This is a Parquet parser written from scratch in Zig using only the standard library.
It only supports reading Parquet files. You can find Parquet schema in parquet.thrift.
- Build project:
zig build - Run tests:
zig build test - Format code:
zig fmt . - Parse a Parquet file:
zig build run -- ./testdata/parquet-testing/data/byte_stream_split_extended.gzip.parquet
Before making any changes, make a plan first and run through it with the operator. Keep your plan simple, concise and break it down into small, logical steps. Eventually each logical step should be commited separately. Ensure to each commit compiles, passes all tests and also formatted. Before making changes, make sure to add failing tests first.
Also, make sure to create a new edit before making any change.
Use Jujutsu (jj) for version control.
- Check history:
jj log - Create a new edit from the current working copy:
jj new- Do this only if the current edit is non-empty. Don't create empty commits.
- Check current status:
jj status - Check current diff:
jj diff -f main - Commit changes:
jj commit -m "Your commit message"
- Look out for potential memory leaks. Ensure to use
errdeferto free allocated memory in an error condition. - Make sure to look out for double-free errors, and again use
errdeferwhen needed to clean up resources. - Use arena allocator to scope allocations, for example in the row group reader, allocate all data page in an arena and free all together.
- Don't add comments unless they are absolutely necessary - only add them if there is something unusual or non-obvious.
Each change you make will go through a code review process on GitHub. To address feedback, you can run:
$ gh pr-review review view https://github.com/unexge/parzig/pull/<PR_NUMBER> --unresolved --not_outdatedMake sure to add tests for any changes. The tests are either located in the same file as the code in test blocks,
or in the src/parquet_testing.zig file for Parquet comformance tests.
You can see testdata/parquet-testing submodule for the comformance testdata and details.
After completing any big changes, make sure to check TESTING.md for the current status of the conformance tests and update them where needed.

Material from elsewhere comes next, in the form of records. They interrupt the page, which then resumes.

PR #274, opened 2015-01-28
Fixed cancel test on errored stream

calvaris:
I think the description of that test is confusing if you read what it is really checking, that the promise is rejected with the passed error.


domenic:
Thank you! Presumably the test was changed at some point but not the title.

domenic:
Merged as 87990202ca263171f78a5e8a931da93080809bea.

PR #277, opened 2015-02-04
Have each of the stream and reader hold promises

tyoshino:


reference-implementation/lib/readable-stream-abstract-ops.js
```diff
@@ -118,19 +182,11 @@ export function CreateReadableStreamEnqueueFunction(stream) {
 
 export function CreateReadableStreamErrorFunction(stream) {
   return e => {
-    if (stream._state === 'waiting') {
-      stream._resolveReadyPromise(undefined);
-    }
     if (stream._state === 'readable') {
       stream._queue = [];
```
domenic: Any reason not to move this to ErrorReadableStream?

reference-implementation/lib/readable-stream-abstract-ops.js
```diff
@@ -37,22 +37,87 @@ export function CallReadableStreamPull(stream) {
...
+    stream._resolveReadyPromise(undefined);
+  }
   stream._resolveClosedPromise(undefined);
 
+  stream._state = 'closed';
+
+  return undefined;
+}
+
+export function MarkReadableStreamReadable(stream) {
```
domenic: Nit: keep things alphabetical in this file to match the spec.

reference-implementation/lib/readable-stream.js
```diff
@@ -1,7 +1,8 @@
 var assert = require('assert');
 import * as helpers from './helpers';
-import { AcquireExclusiveStreamReader, CallReadableStreamPull, CloseReadableStream, CreateReadableStreamCloseFunction,
-  CreateReadableStreamEnqueueFunction, CreateReadableStreamErrorFunction, IsReadableStream, ReadFromReadableStream,
+import { AcquireExclusiveStreamReader, CallReadableStreamPull,
```
domenic: Nit: alphabetize and wrap to 120 chars

reference-implementation/lib/readable-stream-abstract-ops.js
```diff
@@ -37,22 +37,87 @@ export function CallReadableStreamPull(stream) {
...
+
 export function CloseReadableStream(stream) {
-  stream._state = 'closed';
+  if (stream._readableStreamReader !== undefined) {
+    if (stream._state === 'waiting') {
+      stream._readableStreamReader._resolveReadyPromise(undefined);
+    }
+
+    // rs.ready() was pending because there was a reader.
+    stream._resolveReadyPromise(undefined);
```
domenic: I think there is (or if there isn't, should be) some duplicate code here with `releaseLock()`. Might be good to extract them out into a single abstract op?

reference-implementation/test/readable-stream.js
```diff
@@ -122,26 +122,6 @@ test('ReadableStream reading a stream makes ready and closed return a promise fu
   );
 });
 
-test('ReadableStream avoids waiting-to-waiting transitions when immediately reading', t => {
```
domenic: A bit of a shame to lose this property, but I guess it was never terribly robust anyway (e.g. if multiple people were calling `read()` in their `ready` handler).

domenic:
This looks really excellent. Thank you for taking the time. Much better than the mess I was getting myself in to.

I left a few minor comments but overall am very happy with this. Do you want to do the spec portion or shall I?

reference-implementation/lib/readable-stream-abstract-ops.js
tyoshino: Good point. Moved everything to ErrorReadableStream.

BTW, I'm trying to have some border between the code that is specific to the ReadableStream subclass implementation and one that is common to ReadableStream and all of its subclasses. Do you have any ideas about that?

reference-implementation/lib/readable-stream.js
tyoshino: Done

reference-implementation/lib/readable-stream-abstract-ops.js
tyoshino: OK. Will do.

reference-implementation/lib/readable-stream-abstract-ops.js
tyoshino: Thanks. Done. And this revealed one bug in `releaseLock()` that is calling _resolveReadyPromise() only when the state is `"readable"`. Fixed.

tyoshino: NVM. It was not a bug...

reference-implementation/test/readable-stream.js
tyoshino: Yeah. We were determining the right `rs.ready` value to expose to the user looking at `rs` by looking at it in a fulfillment callback (which is run asynchronously to actual operation such as `reader.read()`. So, we could check the value while the stream is locked). This property is kinda side-effect of that approach, I guess.

tyoshino:
Done addressing Domenic's comments.

I also removed export from some functions in the -abstract-ops file which are not used by any other file. And, added some identity tests. May I copy the tests from your patch https://github.com/whatwg/streams/compare/cache-promises? I'm also fine if you could just commit them after mine.

> spec portion

I'll do but may not be able to finish today. I'll push wip one then. Please take over it.

tyoshino:
OK. Done updating the spec text. Ready for review.

reference-implementation/lib/exclusive-stream-reader.js
```diff
@@ -11,17 +12,17 @@ export default class ExclusiveStreamReader {
       throw new TypeError('This stream has already been locked for exclusive reading by another reader');
     }
 
-    stream._readableStreamReader = this;
+    AttachExclusiveStreamReader(stream, this);
```
domenic: Any reason not to inline this? It seems to be only used in one place. Same with detach. I don't feel strongly though so if you think it's clearer we can keep it.

reference-implementation/lib/exclusive-stream-reader.js
```diff
@@ -89,11 +79,11 @@ export default class ExclusiveStreamReader {
...
 
     if (this._encapsulatedReadableStream._readableStreamReader !== this) {
-      return this._closedAfterRelease;
+      return this._closedPromise;
     }
 
-    this.releaseLock();
-    return this._encapsulatedReadableStream.cancel(reason, ...args);
+    // Bypass lock check.
+    return CancelReadableStream(this._encapsulatedReadableStream, reason, ...args);
```
domenic: I think it is OK to stop passing any args now since it is not a direct delegation to a possibly-overridden `.cancel` method.

reference-implementation/lib/readable-stream-abstract-ops.js
```diff
@@ -117,22 +153,47 @@ export function CreateReadableStreamEnqueueFunction(stream) {
 }
 
 export function CreateReadableStreamErrorFunction(stream) {
-  return e => {
+  return e => ErrorReadableStream(stream, e);
```
domenic: I don't think this change is necessary. We can leave it as inline (both here and in the spec).

index.bs
```diff
@@ -797,16 +763,44 @@ The <code>length</code> property of the <code>cancel</code> method is <b>1</b>.
...
 
+<h4 id="cancel-readable-stream">CancelReadableStream ( stream )</h4>
+
+<ol>
+  <li> If <b>this</b>@\[[state]] is <code>"closed"</code> or <code>"errored"</code>, return
+    <b>this</b>@\[[closedPromise]].
+  <li> Let <b>this</b>@\[[queue]] be a new empty List.
+  <li> Call-with-rethrow CloseReadableStream(<var>stream</var>).
+  <li> Let <var>sourceCancelPromise</var> be PromiseInvokeOrNoop(<b>this</b>@\[[underlyingSource]],
+    <code>"cancel"</code>, (<var>reason</var>)).
```
domenic: It looks like I missed a spot in 14bbebcfa9f0e4d8776d33f7b26342124f6bec37; should be «‍_reason_» instead of (_reason_).

index.bs
```diff
@@ -605,18 +592,12 @@ Instances of <code>ExclusiveStreamReader</code> are created with the internal sl
...
   </tr>
   <tr>
-    <td>\[[lockReleased]]
-    <td>A promise that becomes fulfilled when the reader releases its lock on the stream
-  </tr>
-  <tr>
-    <td>\[[readyAfterRelease]]
-    <td>A promise returned by the reader's <code>ready</code> getter after the reader's lock is released, or
-      <b>undefined</b> before then
+    <td>\[[state]]
```
domenic: Alphabetize these ([[[state]] should come after [[readyPromise]]).

reference-implementation/lib/exclusive-stream-reader.js
domenic: This will effect: spec's class definition block; spec header; spec step 3; and CancelReadableStream definition. They should all just take a _reason_ argument.

domenic:
Mostly looks good. Just a few comments, and also need to rebase on master. And yeah feel free to pull the tests, no need to keep them in a separate commit.

reference-implementation/lib/exclusive-stream-reader.js
tyoshino: I gave it its own operation name for readability. But maybe just adding comments is fine. Reverted.

reference-implementation/lib/exclusive-stream-reader.js
tyoshino: I see. Removed.

reference-implementation/lib/readable-stream-abstract-ops.js
tyoshino: Reverted.

index.bs
tyoshino: Done. Do you prefer using a raw character than using a character reference?

tyoshino:
OK. Addressed the comments and merged the tests. Please check diff between 1fbebb5 b488805.

index.bs
```diff
@@ -446,14 +442,7 @@ Instances of <code>ReadableStream</code> are created with the internal slots des
...
   <li> If <b>this</b>@\[[readableStreamReader]] is not <b>undefined</b>, return a new promise rejected with a <b>TypeError</b>.
-  <li> If <b>this</b>@\[[state]] is <code>"closed"</code> or <code>"errored"</code>, return
-    <b>this</b>@\[[closedPromise]].
-  <li> If <b>this</b>@\[[state]] is <code>"waiting"</code>, resolve <b>this</b>@\[[readyPromise]] with <b>undefined</b>.
-  <li> Let <b>this</b>@\[[queue]] be a new empty List.
-  <li> Call-with-rethrow CloseReadableStream(<b>this</b>).
-  <li> Let <var>sourceCancelPromise</var> be PromiseInvokeOrNoop(<b>this</b>@\[[underlyingSource]],
-    <code>"cancel"</code>, (<var>reason</var>)).
-  <li> Return the result of transforming <var>sourceCancelPromise</var> by a fulfillment handler that returns <b>undefined</b>.
+  <li> Call-with-rethrow CancelReadableStream(<b>this</b>, <var>reason</var>).
```
domenic: s/Call-with-rethrow/return

index.bs
```diff
@@ -812,16 +772,44 @@ The <code>length</code> property of the <code>cancel</code> method is <b>1</b>.
...
 
+<h4 id="cancel-readable-stream">CancelReadableStream ( stream )</h4>
+
+<ol>
+  <li> If <b>this</b>@\[[state]] is <code>"closed"</code> or <code>"errored"</code>, return
+    <b>this</b>@\[[closedPromise]].
+  <li> Let <b>this</b>@\[[queue]] be a new empty List.
+  <li> Call-with-rethrow CloseReadableStream(<var>stream</var>).
+  <li> Let <var>sourceCancelPromise</var> be PromiseInvokeOrNoop(<b>this</b>@\[[underlyingSource]],
+    <code>"cancel"</code>, &laquo;<var>reason</var>&raquo;).
```
domenic: I prefer using the Unicode characters directly

domenic:
Great! Fixed a few nits and merged as 9ec484b50d5fb949b0fe3e7fd1b11813be4b4cb7.

tyoshino:
Thanks for committing.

To add new comformance tests, use Polars as a reference implementation to generate test files.
You can use uvx to run Python snippets using Polars:
$ uvx --from "polars[all]" --with pyarrow python -c 'import polars as pl; pl.Config.set_tbl_rows(-1); print(pl.read_parquet("testdata/parquet-testing/data/fixed_length_decimal.parquet"))'Once you get the expected output from Polars, you can create a new Zig test case in src/parquet_testing.zig, and assert the expected output, for example:
test "all types tiny pages plain" {
var reader_buf: [1024]u8 = undefined;
var file_reader = (try Io.Dir.cwd().openFile(io, "testdata/parquet-testing/data/alltypes_tiny_pages_plain.parquet", .{ .mode = .read_only })).reader(io, &reader_buf);
var file = try File.read(testing.allocator, &file_reader);
defer file.deinit();
try testing.expectEqual(1, file.metadata.row_groups.len);
try testing.expectEqual(7300, file.metadata.num_rows);
var rg = file.rowGroup(0);
try testing.expectEqualSlices(i32, &[_]i32{ 122, 123, 124, 125, 126, 127, 128, 129, 130, 131 }, (try rg.readColumn(i32, 0))[0..10]);
// ... more assertions for other fields
}Make sure to compare all fields and all values. Also, don't try to read src/parquet_testing.zig without grepping it, as it is a huge file. Just follow the testing structure above.